1. Setup the environment:
```bash
make setup
```

2. Configure your environment variables in `.env`:
```bash
# API Settings
APP_HOST=0.0.0.0
APP_PORT=8000
DEBUG=true

# Vector DB Settings
QDRANT_HOST=localhost
QDRANT_PORT=6333
QDRANT_COLLECTION=documents

# MongoDB Settings (optional)
MONGODB_URI=mongodb://localhost:27017
MONGODB_DB=your_database
MONGODB_COLLECTION=your_collection

# Provider Settings
DEFAULT_PROVIDER=ollama
OLLAMA_URL=http://localhost:11434
OLLAMA_MODEL=llama2
OLLAMA_EMBEDDING_MODEL=all-minilm

# Optional Providers
OPENAI_API_KEY=your_key_here
OPENAI_MODEL=gpt-4
OPENAI_EMBEDDING_MODEL=text-embedding-3-small

GEMINI_API_KEY=your_key_here
GEMINI_MODEL=gemini-pro
```

3. Start the services:
```bash
# Start Qdrant (required)
make start-qdrant

# Start MongoDB (optional - for bulk indexing)
make start-mongodb

# Start the API
make start-api
```

## Natural Language Search

The system uses semantic embeddings to understand the meaning of your queries and find relevant documents.

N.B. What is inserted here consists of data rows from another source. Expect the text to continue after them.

PR #10770, opened 2021-09-03
Fix flaky DBLock tests

nmarton-da:
As it turned out normal connection closeing does not imply released resources on the database side

* Adding synchronous eventually support
* use that for testing connection lost cases
* refactor a case to use proper release instead of connection close
* Increases a timeout to lower risk of flakyness

CHANGELOG_BEGIN
CHANGELOG_END

### Pull Request Checklist

trigger the build.

### DIFF
--- a/ledger/participant-integration-api/src/test/lib/scala/platform/store/backend/StorageBackendTestsDBLock.scala
+++ b/ledger/participant-integration-api/src/test/lib/scala/platform/store/backend/StorageBackendTestsDBLock.scala
@@ -7,13 +7,19 @@ import java.sql.Connection
 
 import com.daml.platform.store.backend.DBLockStorageBackend.{Lock, LockId, LockMode}
 import org.scalatest.Assertion
+import org.scalatest.concurrent.Eventually
+import org.scalatest.concurrent.PatienceConfiguration.Timeout
 import org.scalatest.flatspec.AsyncFlatSpec
 import org.scalatest.matchers.should.Matchers
+import org.scalatest.time.{Seconds, Span}
 
 import scala.concurrent.Future
 import scala.util.Try
 
-private[backend] trait StorageBackendTestsDBLock extends Matchers with StorageBackendSpec {
+private[backend] trait StorageBackendTestsDBLock
+    extends Matchers
+    with StorageBackendSpec
+    with Eventually {
   this: AsyncFlatSpec =>
 
   behavior of "DBLockStorageBackend"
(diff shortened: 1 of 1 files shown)


ledger/participant-integration-api/src/test/lib/scala/platform/store/backend/StorageBackendTestsDBLock.scala
```diff
@@ -153,4 +154,20 @@ private[backend] trait StorageBackendTestsDBLock extends Matchers with StorageBa
       Future.successful(1 shouldBe 1)
     }
   }
+
+  def eventually[T](t: => T): T = {
```
nmarton-da, line 158: seems like something we might have somewhere. If we do please come forward

ledger/participant-integration-api/src/test/lib/scala/platform/store/backend/StorageBackendTestsDBLock.scala
```diff
@@ -86,29 +87,29 @@ private[backend] trait StorageBackendTestsDBLock extends Matchers with StorageBa
...
+      backend.release(shared3)(c(3))
       backend.tryAcquire(backend.lock(1), LockMode.Exclusive)(c(4)) should not be empty
   }
 
   it should "lock immediately, or fail immediately" in dbLockTestCase(2) { c =>
     backend.tryAcquire(backend.lock(1), LockMode.Shared)(c(1)) should not be empty
     val start = System.currentTimeMillis()
     backend.tryAcquire(backend.lock(1), LockMode.Exclusive)(c(2)) shouldBe empty
-    (System.currentTimeMillis() - start) should be < 100L
+    (System.currentTimeMillis() - start) should be < 500L
```
nmarton-da, line 112: could be another source of flakyness

ledger/participant-integration-api/src/test/lib/scala/platform/store/backend/StorageBackendTestsDBLock.scala
cocreature, line 158: I’m a bit confused why you need this. Why does scalatest’s `eventually` not do the trick? That should work for both futures and non-future stuff.

cocreature (approved):
Thanks! I don’t quite understand why you need your own `eventually` but no big issue defining it.

ledger/participant-integration-api/src/test/lib/scala/platform/store/backend/StorageBackendTestsDBLock.scala
nmarton-da: no confusion, I thought that is only for futures, thanks! changed it!

mziolekda (approved):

Unlike traditional keyword search:

- Understands semantic meaning, not just exact matches
- Handles synonyms and related concepts
- Works with natural language questions
- Returns results ranked by semantic similarity

Example search query:
```bash
curl -X POST "http://localhost:8000/search" \
-H "Content-Type: application/json" \
-d '{
"text": "What are the safety procedures for handling hazardous materials?",
"max_results": 5
}'
```

## Configuration

The system is configured through `config.yaml`:

```yaml
vector_db:
type: qdrant
vector_size: 384 # Matches Ollama's all-minilm model

providers:
ollama:
enabled: true
url: ${OLLAMA_URL}
model: ${OLLAMA_MODEL}
embedding_model: ${OLLAMA_EMBEDDING_MODEL}
vector_size: 384

search:
default_provider: ${DEFAULT_PROVIDER}
max_results: 10
similarity_threshold: 0.3 # Adjust for stricter/looser matching
```

## API Documentation

### Endpoints

- `POST /search`: Search documents using natural language
- `POST /index`: Index a single document
- `POST /bulk-index`: Bulk index documents from MongoDB

For detailed examples and usage scenarios, check out our [Examples Guide](EXAMPLES.md).

## Troubleshooting

### Common Issues

1. **Vector Size Mismatch**
- Error: "Vector size mismatch"
- Solution: Ensure provider's vector_size matches Qdrant's configuration

2. **No Results Found**
- Check similarity_threshold in config.yaml
- Verify documents are properly indexed
- Check provider's embedding model is working

3. **Qdrant Connection Issues**
- Error: "Connection refused"
- Solution: Check status with `make status`
- Start Qdrant with `make start-qdrant`

## Contributing

Contributions are welcome! Please feel free to submit a Pull Request.